To understand why $\sqrt{2}$ is irrational, consider if it were rational, it could be written as $\sqrt{2} = \frac{a}{b}$, where $a$ and $b$ are coprime integers (their greatest common divisor is 1), and $b \neq 0$.

- Squaring both sides yields $2 = \frac{a^2}{b^2}$, so $a^2 = 2b^2$.
- This equation implies $a^2$ is even (since it's 2 times some number).
- If $a^2$ is even, then $a$ itself must be even (since the square of an odd number is odd).
- Let $a = 2k$ (where $k$ is an integer), then substituting back: $4k^2 = 2b^2$ or $2k^2 = b^2$, showing $b^2$, and thus $b$, must also be even.

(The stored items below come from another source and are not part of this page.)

Issue #591, opened 2025-04-22
Feature: furyctl cmd <namecommand> <arguments...>


nutellinoit:
**Is your feature request related to a problem? Please describe.**
Since we download all the binaries needed by furyctl executions, it should also be possible to execute the correct binary using a furyctl subcommand.

**Describe the solution you'd like**
The feature I would like to be implemented is to add a command like:

```bash
furyctl cmd <namecommand> <arguments...>
```

For example something like:

```bash
furyctl cmd kubectl get pods
```

Should execute the correct kubectl version defined by the distribution version kfd.yaml file that has been downloaded in the `.furyctl/bin/` directory

ralgozino:
I really like this proposal! It is specially useful for managing plugins, for example you can use the right version of kapp or helm to uninstall a plugin and you don't need to install the tool.

I'd suggest `furyctl exec <tool> <args>` instead of `furyctl cmd`.

PR #618, opened 2025-06-26
feat: add `furyctl get aliases` command for tool management

nutellinoit:
### Summary 💡

Adds `furyctl tools` command supporting multiple shell integration formats (aliases, functions, mise).

Closes: #591

### Description 📝

**Command Structure:**
- `furyctl tools aliases` - Generate bash aliases 
- `furyctl tools functions` - Generate bash functions (higher precedence than aliases)
- `furyctl tools mise` - Generate/update mise.toml configuration

**Core Features:**
- Strict configuration validation (fails without furyctl.yaml)
- SD-based version selection from kfd.yaml
- Automatic dependency download (no manual steps required)
- Project-specific tooling with `--outdir` flag

**Implementation:**
1. Validates furyctl configuration exists
2. Downloads distribution and dependencies automatically
3. Parses tool versions from distribution's kfd.yaml  
4. Generates appropriate output format
5. Suppresses INFO logs for clean eval output

**Usage Examples:**
```bash
# View aliases
furyctl tools aliases --outdir $PWD

# Set functions (override version managers)
eval "$(furyctl tools functions --outdir $PWD)"

# Generate mise configuration
furyctl tools mise --outdir $PWD
```

**Key Technical Changes:**
- Shared tool discovery logic in `cmd/tools/shared.go`
- TOML parsing for mise integration using `github.com/pelletier/go-toml/v2`
- Concurrent map access fixes in configuration loading
- Functions provide higher shell precedence than aliases or version managers
- Project-specific vs global tooling patterns

### Breaking Changes 💔

None.

### Tests performed 🧪

- [x] Unit tests for all three output formats
- [x] Integration testing with mise workflows
- [x] Linting and build verification
- [x] Manual testing with various flag combinations

### DIFF
--- a/cmd/tools/shared.go
+++ b/cmd/tools/shared.go
@@ -140,7 +140,6 @@ func DiscoverTools(flags SharedFlags) ([]ToolInfo, error) {
 
 		// Download the distribution.
 		res, err := distrodl.Download(flags.DistroLocation, furyctlPath)
-
 		if err != nil {
 			return nil, fmt.Errorf("error while downloading distribution: %w", err)
 		}
@@ -170,7 +169,6 @@ func DiscoverTools(flags SharedFlags) ([]ToolInfo, error) {
 		}
 
 		res, err := distrodl.Download(flags.DistroLocation, furyctlPath)
-
 		if err != nil {
 			return nil, fmt.Errorf("error while downloading distribution: %w", err)
 		}


cmd/tools/aliases.go
```diff
@@ -0,0 +1,34 @@
...
+
+// NewAliasesCmd creates the aliases command.
+func NewAliasesCmd() *cobra.Command {
+	return CreateShellIntegrationCommand(
+		"aliases",
+		"Generate bash aliases for downloaded tools",
+		`Generate bash aliases for tools downloaded by furyctl.
+
+This command scans the .furyctl/bin directory and outputs bash aliases that point
+to the downloaded tool binaries with their correct versions.
```
ralgozino, line 17: I think this is misleading, it scans the folder to check that the tools have been downloaded, but to the user what is important is that points to the right versions of the tools that are compatible with the distribution version defined in the furyctl.yaml

cmd/tools/mise.go
```diff
@@ -0,0 +1,385 @@
...
+
+	"github.com/sighupio/furyctl/internal/analytics"
+	"github.com/sighupio/furyctl/internal/app"
+	iox "github.com/sighupio/furyctl/internal/x/io"
+)
+
+const (
+	// FilePermissions represents the file permissions for mise.toml.
+	FilePermissions = 0o600
+)
```
ralgozino, line 26: there are some useful constants already defined in the x/io package:

"github.com/sighupio/furyctl/internal/x/io"

Also, `FilePermissions` is not a good name IMO, it should be the actual permissions like `OwnerReadWrite` or something.

cmd/tools.go
```diff
@@ -0,0 +1,33 @@
...
+		Short: "Manage tool integrations for downloaded binaries",
+		Long: `Manage tool integrations for downloaded binaries.
+
+Generate various output formats for integrating furyctl-downloaded tools 
+with your shell environment. Choose the format that works best with your 
+development setup:
+
+- aliases: Traditional bash aliases (default)
+- functions: Bash functions that override version managers like mise/asdf  
+- mise: Native mise integration via .mise.toml file`,
```
ralgozino, line 25:
```suggestion
- mise: Native mise integration via mise.toml file`,
```

cmd/tools/mise.go
```diff
@@ -0,0 +1,385 @@
...
+		false,
+		"Skip confirmation prompt when reverting tools",
+	)
+
+	return miseCmd
+}
+
+// updateMiseConfig creates or updates the mise.toml file with furyctl tools.
+func updateMiseConfig(tools []ToolInfo) error {
+	const miseFile = "mise.toml"
```
ralgozino, line 191: It would be nice if this was a flag instead of hard-coded. It may be that the furyctl.yaml and the mise.toml files are not in the same directory.

Having it as a flag would allow also user's that are still using `.mise.toml` and haven't migrated to `mise.toml` (without the dot) and one could even point to the global mise config (~/.config/mise/config.toml)

cmd/tools/mise.go
```diff
@@ -0,0 +1,385 @@
...
+	// Store all other sections to preserve them.
+	config.Other = rawConfig
+
+	return config, nil
+}
+
+// saveMiseConfig saves the mise configuration to file.
+func saveMiseConfig(filename string, config *MiseConfig) error {
+	// Combine tools section with other sections.
+	// This intermediate map is used to preserve the order of the sections in the final TOML file,
```
ralgozino, line 268: I don't think order is being preserved, my mise.toml gets sorted completed different after using the `tools mise` command, it even breaks some vars that depend on the previous one.

ralgozino: Also, it may be a good idea to run `mise fmt` after saving the file :)

cmd/tools/shared.go
```diff
@@ -0,0 +1,420 @@
...
+
+		// Validate base requirements.
+		depsvl := dependencies.NewValidator(executor, binPath, furyctlPath, false)
+		if err := depsvl.ValidateBaseReqs(); err != nil {
+			return nil, fmt.Errorf("error while validating requirements: %w", err)
+		}
+
+		// Download the distribution (suppress logs for clean output).
+		originalLevel := logrus.GetLevel()
+		logrus.SetLevel(logrus.ErrorLevel)
```
ralgozino, line 143: why? If I set the log level to DEBUG I want to see debug logs, please don't change it

cmd/tools/shared.go
```diff
@@ -0,0 +1,420 @@
...
+		logrus.SetLevel(originalLevel)
+
+		if err != nil {
+			return nil, fmt.Errorf("error while downloading distribution: %w", err)
+		}
+
+		basePath := path.Join(outDir, ".furyctl", res.MinimalConf.Metadata.Name)
+
+		// Validate the furyctl.yaml file (suppress logs for clean output).
+		logrus.SetLevel(logrus.ErrorLevel)
```
ralgozino, line 156: same as above

README.md
```diff
@@ -5,7 +5,7 @@
    <p>The Swiss Army Knife<br/>for the SIGHUP Distribution</p>
 
    [![Build Status](https://ci.sighup.io/api/badges/sighupio/furyctl/status.svg?ref=refs/heads/main)](https://ci.sighup.io/sighupio/furyctl)
-   ![Release](https://img.shields.io/badge/furyctl-v0.32.4-blue)
+   ![Release](https://img.shields.io/badge/furyctl-v0.32.5-blue)
```
ralgozino, line 8: Why is this showing up? May be this branch needs a rebase?

cmd/get.go
```diff
@@ -13,7 +13,7 @@ import (
 func NewGetCmd() *cobra.Command {
 	getCmd := &cobra.Command{
 		Use:   "get",
-		Short: "Get the kubeconfig, available upgrade paths for a cluster or compatible versions to use between SD, providers, furyctl",
+		Short: "Get the kubeconfig, available upgrade paths for a cluster, or compatible versions",
```
ralgozino, line 16: unwanted change?

ralgozino (changes requested):
I left some comments, the mise integration is not working for me but could be something on my end, I'll investigate and report back.

README.md
nutellinoit: Fixed with a new rebase

cmd/tools/shared.go
nutellinoit: fixd

cmd/tools.go
nutellinoit: Fixd

cmd/tools/mise.go
nutellinoit: Done ✅

cmd/tools/aliases.go
nutellinoit: Fixed

cmd/tools/shared.go
```diff
@@ -0,0 +1,396 @@
...
+			distrodl = dist.NewDownloader(client, typedGitProtocol, "")
+		}
+
+		res, err := distrodl.Download(flags.DistroLocation, furyctlPath)
+		if err != nil {
+			return nil, fmt.Errorf("error while downloading distribution: %w", err)
+		}
+
+		distroManifest = res.DistroManifest
+	}
```
Filo01, line 177: this big if/else block could probably be refactored in a better way with proper functions that say what they are doing

cmd/tools_test.go
```diff
@@ -0,0 +1,82 @@
...
+
+		case "functions":
+			assert.Equal(t, "Generate bash functions for downloaded tools", subcmd.Short)
+			assert.Contains(t, subcmd.Long, "bash functions")
+			assert.Contains(t, subcmd.Long, "Functions have higher")
+
+		case "mise":
+			assert.Equal(t, "Generate or update mise.toml with downloaded tool paths", subcmd.Short)
+			assert.Contains(t, subcmd.Long, "mise.toml")
+		}
```
Filo01, line 60: testing for descriptions seems overly verbose, do we really need it?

- However, this contradicts our assumption that $a$ and $b$ are coprime, as both being even means they share at least a factor of $2$.

Therefore, no such integers $a$ and $b$ exist that can satisfy the condition $\sqrt{2} = \frac{a}{b}$, making $\sqrt{2}$ irrational. This method illustrates a fundamental way of identifying an irrational number through contradiction.